■ Your instructions
Output all of the records exactly, word for word.
---*---
PR #250, opened 2023-03-29
fix: missing reorged blocks

DNK90:
**Purpose:**
After reorg happened, only canonical block is published. Added blocks during this process will not be published.

**How to**
- Add dirtyAccounts and internal transactions caches to cache latest 32 blocks data, write them on insertchain function
- Also add flag to enable storing internal transactions to db if needed (to prevent storage cost) and include writing internal transactions into db after caching internal transactions
- Get these values in reorg function at processing newchain blocks and publish them via event `chainFeed`


cmd/ronin/config.go
```diff
@@ -161,6 +162,9 @@ func makeFullNode(ctx *cli.Context) (*node.Node, ethapi.Backend) {
 	}
 	backend, eth := utils.RegisterEthService(stack, &cfg.Eth)
 
+	// store internal transaction is enabled flag
+	rawdb.WriteStoreInternalTransactionsEnabled(backend.ChainDb(), ctx.GlobalBool(utils.StoreInternalTransactions.Name))
```
minh-bq, line 166: In my opinion, it's better to add a field to blockchain object and read from it to check whether this feature is enabled instead of reading from DB

core/blockchain_reader.go
```diff
@@ -400,6 +400,38 @@ func (bc *BlockChain) SubscribeDirtyAccountEvent(ch chan<- []*types.DirtyStateAc
 	return bc.scope.Track(bc.dirtyAccountFeed.Subscribe(ch))
 }
 
+func (bc *BlockChain) WriteInternalTransactions(hash common.Hash, internalTxs []*types.InternalTransaction) {
+	// cache first
+	bc.internalTransactionsCache.Add(hash, internalTxs)
+
+	// check if store internal transactions is enabled or not
+	if !rawdb.ReadStoreInternalTransactionsEnabled(bc.db) {
```
minh-bq, line 408: I think we should check this before caching the internalTxs

core/blockchain_reader.go
```diff
@@ -400,6 +400,38 @@ func (bc *BlockChain) SubscribeDirtyAccountEvent(ch chan<- []*types.DirtyStateAc
...
+		return
+	}
+	rawdb.WriteInternalTransactions(bc.db, hash, internalTxs)
```
minh-bq, line 411: The internal transactions are written to db and never deleted. I think we should cache them to LRU cache and store them to DB only on blockchain.Stop, load them from DB when block.NewBlockChain. The same logic can apply to dirty accounts.

core/blockchain.go
```diff
@@ -1712,6 +1721,7 @@ func (bc *BlockChain) insertChain(chain types.Blocks, verifySeals bool) (int, er
 
 		if dirtyAccounts != nil {
 			bc.dirtyAccountFeed.Send(dirtyAccounts)
+			bc.dirtyAccountsCache.Add(block.Hash(), dirtyAccounts)
```
minh-bq, line 1724: I think it's better to cache dirty accounts when a configuration is on only, not to always do this.

cmd/ronin/config.go
DNK90: it would be complicated to pass the config to blockchain object from cli and a lot of code changes. Therefore I think, the most simple wait is add it to db

DNK90: I've added a field `shouldStoreInternalTxs` in blockchain object, and get it from db to reduce validation cost everytine `WriteInternalTransactions` is triggered

core/blockchain_reader.go
DNK90: I think if we have the options of storing internal transactions within db. We should accept the increment of the storage. I agree with the logic, storing dirtyAccounts to db  when blockchain is stop

core/blockchain.go
DNK90: I think dirty accounts cache is not big compare to other caches such as block. Therefore, we don't need to add more configuration for it

core/blockchain.go
```diff
@@ -416,9 +416,25 @@ func NewBlockChain(db ethdb.Database, cacheConfig *CacheConfig, chainConfig *par
...
+
+	// load the latest dirty accounts stored from last stop to cache
+	bc.loadLatestDirtyAccounts()
+
 	return bc, nil
 }
 
+func (bc *BlockChain) loadLatestDirtyAccounts() {
+	for i := uint64(dirtyAccountsCacheLimit); i > 0; i-- {
+		hash := rawdb.ReadCanonicalHash(bc.db, bc.CurrentBlock().NumberU64()-i)
```
minh-bq, line 428: We want to store the dirty accounts of side chain, with this logic, dirty accounts of side chain are not loaded. I think we store them as an array of struct { blockHash, dirtyAccounts }

minh-bq (approved):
---*---
■ Your response
PR #250, opened 2023-03-29
fix: missing reorged blocks

DNK90:
**Purpose:**
After reorg happened, only canonical block is published. Added blocks during this process will not be published.

**How to**
- Add dirtyAccounts and internal transactions caches to cache latest 32 blocks data, write them on insertchain function
- Also add flag to enable storing internal transactions to db if needed (to prevent storage cost) and include writing internal transactions into db after caching internal transactions
- Get these values in reorg function at processing newchain blocks and publish them via event `chainFeed`


cmd/ronin/config.go
```diff
@@ -161,6 +162,9 @@ func makeFullNode(ctx *cli.Context) (*node.Node, ethapi.Backend) {
 	}
 	backend, eth := utils.RegisterEthService(stack, &cfg.Eth)
 
+	// store internal transaction is enabled flag
+	rawdb.WriteStoreInternalTransactionsEnabled(backend.ChainDb(), ctx.GlobalBool(utils.StoreInternalTransactions.Name))
```
minh-bq, line 166: In my opinion, it's better to add a field to blockchain object and read from it to check whether this feature is enabled instead of reading from DB

core/blockchain_reader.go
```diff
@@ -400,6 +400,38 @@ func (bc *BlockChain) SubscribeDirtyAccountEvent(ch chan<- []*types.DirtyStateAc
 	return bc.scope.Track(bc.dirtyAccountFeed.Subscribe(ch))
 }
 
+func (bc *BlockChain) WriteInternalTransactions(hash common.Hash, internalTxs []*types.InternalTransaction) {
+	// cache first
+	bc.internalTransactionsCache.Add(hash, internalTxs)
+
+	// check if store internal transactions is enabled or not
+	if !rawdb.ReadStoreInternalTransactionsEnabled(bc.db) {
```
minh-bq, line 408: I think we should check this before caching the internalTxs

core/blockchain_reader.go
```diff
@@ -400,6 +400,38 @@ func (bc *BlockChain) SubscribeDirtyAccountEvent(ch chan<- []*types.DirtyStateAc
...
+		return
+	}
+	rawdb.WriteInternalTransactions(bc.db, hash, internalTxs)
```
minh-bq, line 411: The internal transactions are written to db and never deleted. I think we should cache them to LRU cache and store them to DB only on blockchain.Stop, load them from DB when block.NewBlockChain. The same logic can apply to dirty accounts.

core/blockchain.go
```diff
@@ -1712,6 +1721,7 @@ func (bc *BlockChain) insertChain(chain types.Blocks, verifySeals bool) (int, er
 
 		if dirtyAccounts != nil {
 			bc.dirtyAccountFeed.Send(dirtyAccounts)
+			bc.dirtyAccountsCache.Add(block.Hash(), dirtyAccounts)
```
minh-bq, line 1724: I think it's better to cache dirty accounts when a configuration is on only, not to always do this.

cmd/ronin/config.go
DNK90: it would be complicated to pass the config to blockchain object from cli and a lot of code changes. Therefore I think, the most simple wait is add it to db

DNK90: I've added a field `shouldStoreInternalTxs` in blockchain object, and get it from db to reduce validation cost everytine `WriteInternalTransactions` is triggered

core/blockchain_reader.go
DNK90: I think if we have the options of storing internal transactions within db. We should accept the increment of the storage. I agree with the logic, storing dirtyAccounts to db  when blockchain is stop

core/blockchain.go
DNK90: I think dirty accounts cache is not big compare to other caches such as block. Therefore, we don't need to add more configuration for it

core/blockchain.go
```diff
@@ -416,9 +416,25 @@ func NewBlockChain(db ethdb.Database, cacheConfig *CacheConfig, chainConfig *par
...
+
+	// load the latest dirty accounts stored from last stop to cache
+	bc.loadLatestDirtyAccounts()
+
 	return bc, nil
 }
 
+func (bc *BlockChain) loadLatestDirtyAccounts() {
+	for i := uint64(dirtyAccountsCacheLimit); i > 0; i-- {
+		hash := rawdb.ReadCanonicalHash(bc.db, bc.CurrentBlock().NumberU64()-i)
```
minh-bq, line 428: We want to store the dirty accounts of side chain, with this logic, dirty accounts of side chain are not loaded. I think we store them as an array of struct { blockHash, dirtyAccounts }

minh-bq (approved):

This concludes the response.